What this task involves
Where does the word "struct" show up in the records? Copy every line that has it.

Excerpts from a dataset
* * *

PR #2058, opened 2023-07-22
Use union instead of struct to avoid warning. Fixes #2057

### LINKED ISSUE #2057: kvm.c:186:25: warning: field 'mask' with variable sized type
```
kvm.c:186:25: warning: field 'mask' with variable sized type 'struct kvm_signal_mask' not at the end of a struct or class is a GNU extension [-Wgnu-variable-sized-type-not-at-end]
        struct kvm_signal_mask mask;
```

Hi Bart, could you please fix this?

bartoldeman:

* * *

Task answer
Use union instead of struct to avoid warning. Fixes #2057
kvm.c:186:25: warning: field 'mask' with variable sized type 'struct kvm_signal_mask' not at the end of a struct or class is a GNU extension [-Wgnu-variable-sized-type-not-at-end]
        struct kvm_signal_mask mask;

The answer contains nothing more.